Another 18,000 bedrooms are in the pipeline for the next five years, Mr. Hargreaves said, adding that the companies that have failed have generally paid huge sums to lease entire buildings, rather than collect fees based on rents, like Common, which acquired Starcity’s assets last year.
“Our model has done well across the board,” he said.
Mr. Hargreaves declined to say whether Common was profitable. Like other co-living providers, it has been powered by venture capital, in its case to the tune of $113 million across several rounds of fund-raising.
Being large and well funded does not seem to insulate against problems. This spring, some Common tenants lobbed complaints about roommate fights, poor sanitation and inadequate security, which forced the landlord to double the size of its support teams. In August, Mr. Hargreaves stepped down as chief executive and was replaced by Karlene Holloman, a hotel industry veteran, although he remains as chairman and chief creative officer.
As co-living proliferates, the authorities seem to be paying more attention. Letitia James, New York State’s attorney general, said this year that she was monitoring housing-code issues and other potential co-living violations in response to complaints.
This spring, New York City fined the landlord of a small apartment building on West 107th Street in Manhattan over a conversion into a co-living facility.
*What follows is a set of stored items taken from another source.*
Issue #924, opened 2017-09-20
gtestp4c looks for inexistant directory


mbudiu-vmw:
One of the gtestp4c tests fails as follows on my machine:

```
[ RUN      ] P4Runtime.P4_14_MatchFields
cpp: error: /usr/local/share/p4c/p4include/v1model.p4: No such file or directory
cpp: warning: ‘-x c’ after last input file has no effect
cpp: fatal error: no input files
compilation terminated.
error: Preprocessor returned exit code 256; aborting compilation
error: 1 errors encountered, aborting compilation
Couldn't parse test case source
/home/mbudiu/git/p4c/test/gtest/p4runtime.cpp:458: Failure
Value of: test
  Actual: false
Expected: true
[  FAILED  ] P4Runtime.P4_14_MatchFields (17 ms)
```

I have never run 'make install', so the p4c directory under share does not exist indeed.

sethfowler:
Hmm, that scenario indeed has not been tested. I'll check it out. Thanks for letting me know, Mihai.

mbudiu-vmw:
This issue has been solved by brute-force by commenting out a gtest that was failing.
I don't know if this warrants us to mark the issue closed, though. I would rather fix the broken gtest.

PR #1070, opened 2017-11-30
Add support for diagnostics with configurable behavior

sethfowler:
We've found it useful to control whether a particular diagnostic is treated as a warning or an error on a per-program basis. This prevents us from losing test coverage when tests trigger spurious errors, and it allows us to write tests that fail if a certain warning is triggered. It's also a convenient feature for users of the compiler.

This PR brings this feature to `p4c`. The approach is to create a generic infrastructure for controlling whether particular diagnostic messages are treated as warnings, as errors, or simply ignored. Diagnostic behavior can be configured both via the command line and via the P4-16 `@diagnostic` annotation or the P4-14 `pragma diagnostic`.

Within the compiler code itself, you can add one of these controllable diagnostics by using the `DIAGNOSE_WARN` or `DIAGNOSE_ERROR` macros. Here's an example:

```c++
DIAGNOSE_ERROR("foo_failure", "Your program contained an invalid foo: %1%", fooExpr);
```

This reports a diagnostic called `foo_failure` which is an error by default. If the program includes `@diagnostic("foo_failure", "warn")` or `pragma diagnostic foo_failure warn`, or if the user specifies `--Wwarn=foo_failure` at the command line, then this diagnostic will be treated as a warning instead.

Hopefully the code is fairly clear, but here's a high level summary of the changes:
 - Support for `DIAGNOSE_WARN` and `DIAGNOSE_ERROR` has been added to `error.h`. I split `ErrorReporter` out into its own header to avoid some cyclic dependencies; this also enabled me to store `ErrorReporter` on the compilation context directly instead of via a pointer.
- The information about which actions (ignore, warn, or error) are configured for each diagnostic now lives on the compilation context. Default actions for warnings and errors also live there; this replaces `ErrorReporter::warningsAsErrors`.
- `CompilerOptions` has been extended to allow diagnostics to be configured via the command line.
- A new `ApplyOptionsPragmas` pass has been added; backends can run it after parsing to gather any diagnostic options specified by pragmas. You can use it for more than just diagnostics as well; the pass is extendable so that each backend can add support for their own pragmas.

While I was at it, I fixed the issue in #924 that prevented P4-14 GTests from working if `make install` wasn't run. The problem was that the GTests couldn't find `p4_14include/` because we search for it relative to the compiler executable and for GTests the executable is in `test/` instead of at the root of the build tree. I worked around this by checking for `p4include` and `p4_14include` one directory up, as well. There's more to be done in a future PR, but this was enough to reenable the disable P4Runtime test and to let me include P4-14 tests in the test suite for the new diagnostics code.


sethfowler:
Ah, looks like I had to update test outputs since making those `SimplifyDefUse` warnings into diagnostics affected the format of the output.

Hopefully I got the changes correct; for some reason the outputs ended up having the entire path to the file instead of just the filename when I ran the test suite locally. I had to fix them with perl.

mbudiu-vmw:
What is the semantics of such a pragma? It applies from that point onwards? Can you get first warnings and later errors for the same construct? (I assume the answer is no). 
If not, then what if you have conflicting requests?
What if you ask for warnings that don't exist?

The situation is even murkier for P4-16 which has no `@pragma` annotation, which indeed have to be attached to some syntactic object.

mbudiu-vmw:
Could you ask git to actually classify the error_helper file as a rename instead of a new file?
The diff is too large to read.

mbudiu-vmw:
We need a place to document the compiler implementation of features that do not fit in the spec.
For example, these pragmas/diagnostic options, it is not enough to have them in the program comments. We need compiler users to be able to read about them. It looks to me like we need to create a new manpage or a README.md for features of the compiler such as this one. Otherwise these features will not be discoverable.

ChrisDodd:
At the moment all of these pragma/annotation options are strictly global -- if they appear anywhere in the file they have global effect everywhere.  So it's not possible to turn off warnings for one block of code and then turn them back on for the rest of the code.

We definitely due need more comprehensive documentation on how to use the compiler (a man page at least), along with documentation of all the supported pragmas/annotations.

sethfowler:
Yep, we definitely need to create compiler documentation. That's probably too big a job for this PR, but if we can get that going in another PR, I'll be happy to add the documentation for this stuff.

@mbudiu-vmw, git only stores complete files (well, ignoring compression, at least); it decides what changes constitute a rename vs a new file on the fly. Newer versions do a better job. My local version of git does show this as a rename.

sethfowler:
@mbudiu-vmw just to add to what Chris said: the way things work right now is that it doesn't matter which object the pragmas/annotations are attached to. This lets us pretend that they're syntactically global.

They *are* semantically global. We apply them once, immediately after parsing the program. They are desugared into compiler options which are processed by the normal `CompilerOptions::process()` method, so the behavior you'd expect applies: if you have conflicting requests, the last one wins.

If you ask for warnings that don't exist, we will show you a warning; this is what the `isRecognizedDiagnostic()` method does. Chris has suggested elsewhere that we might generate the list using a script, and I think that's a great idea, but for now you need to add them manually. At any rate, that should help catch user mistakes, and if the user doesn't want to see those warnings, that warning itself is a diagnostic that can be disabled. =)

I'm sure we'll evolve this feature further. Consider this a starting point.

Issue #1412, opened 2018-07-19
Boolean expression not translated properly in bmv2 backend


antoninbas:
The following P4 code:
```
    action set_true() {
        if (meta.field == 0) {
            meta.cond = true;
        }
    }
```
is not translated to valid bmv2 JSON.
More precisely, the use of a condition in the action leads to the use of the ternary (`?:`) operator in the JSON, which is expected, however **the 2 operands have different types** according to bmv2 (one is a boolean, while the other is a 1-bit values):
```
"value" : {
                      "op" : "?",
                      "left" : {
                        "type" : "bool",
                        "value" : true
                      },
                      "right" : {
                        "type" : "field",
                        "value" : ["scalars", "metadata.cond"]
                      },
                      "cond" : { ... }
```
This issue was originally created in the bmv2 repo (https://github.com/p4lang/behavioral-model/issues/629). A sample P4 program (along with the generated JSON) can be found here: https://gist.github.com/xenerizes/49a5a61a25c001aea1d6414d8ddcd8e6

mbudiu-vmw:
in the conversion from IR to JSON some Boolean values are converted to 1-bit values.
it looks like the conversion of expressions is not systematic enough.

Required sprinklers and fire alarms were missing in an apartment after the landlord had added an extra bedroom to it, records show, though by September, the owner had corrected the problems.
Co-living providers run afoul of the rules in other ways, officials say. Some providers install locks on doors to make bedrooms private. But in New York, locks are not allowed in shared housing. Adding them creates the equivalent of a single-room-occupancy hotel, a once-common offering that is now generally banned.
But lawmakers in other cities facing a housing crunch, like Philadelphia, are considering allowing the development of that kind of hotel again. As it is, sites can be tough to find, developers say. Since the pandemic, industrial land that was once ripe for co-living housing has been in higher demand for warehouses and shipping centers as manufacturers try to unclog bottlenecked supply chains.